I'm no expert here just followed the instructions and it worked, or I lucked out.

Jeff


----------



## Maryak (Feb 8, 2010)

Nice work Jack :bow: :bow:

I like the design from what you've shown so far.

Best Regards
Bob


----------



## Jack B (Feb 11, 2010)

Hi Jeff
Thanks for the reply. I have one of those small hones I will dig it out and give it a try. My computer has been acting up so I will be lucky if this message gets posted.               Jack B.


----------



## kcmillin (Feb 11, 2010)

Jack, 
 I love your step by step process on boreing a cylinder. How many drill sizes, or "steps", did you use before using the boring bar? 

  About the honing. I cannot be certain what the designer had in mind for this engine, but honing the bore creates a croshatch pattern in the cylinder wich gives the oil a place to hide and still lubricate without just simply getting wiped out of the way by the piston. With an open crank design like this, the honing is a pretty good idea.


----------



## Blogwitch (Feb 12, 2010)

Jack,

The way I do things, I would never bore AND ream.

I have a very good set of reamers up to 1/2", in 64ths, so that means I will ream if the bore is 1/2" and below. Trying to bore a long cylinder at those sizes can be a bit hit and miss with spring in the small boring tool.

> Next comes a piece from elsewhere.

PR #1158, opened 2019-11-08
fix: Add a fallback metadata provider which pulls metadata from WADO-…

swederik:
…RS cache when WADO-URI is used.

Marked as draft because this is just a proof of concept fix, the code needs to be cleaned up.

But on the other hand, I have been known to bore at small sizes, if I don't have a reamer to fit the requirement, but I will bore it like below, but put it thru with no cut on about double the amount.

Over half inch, I will bore the cylinder if at all possible, but finish off the boring by putting no cut on, a very fine feed, and run the tool in and out under power for maybe a dozen times. You will find that the finish is perfectly acceptable to either run straight away and let the engine bed itself in, I used to do it that way when making ic engines, or lap the piston to the bore for air/steam engines. If you use a rounded nose on your boring tool, you can get a bore finish like chrome.

If I needed to hone for an ic engine, invariably I would use a brake cylinder honing tool, starting with rough blocks and finishing off with very fine, to end up with superfine scoring to hold the oil. Brake cylinder hones are very cheap, but are limited by the size they will go down to, mine is about 3/4" minimum.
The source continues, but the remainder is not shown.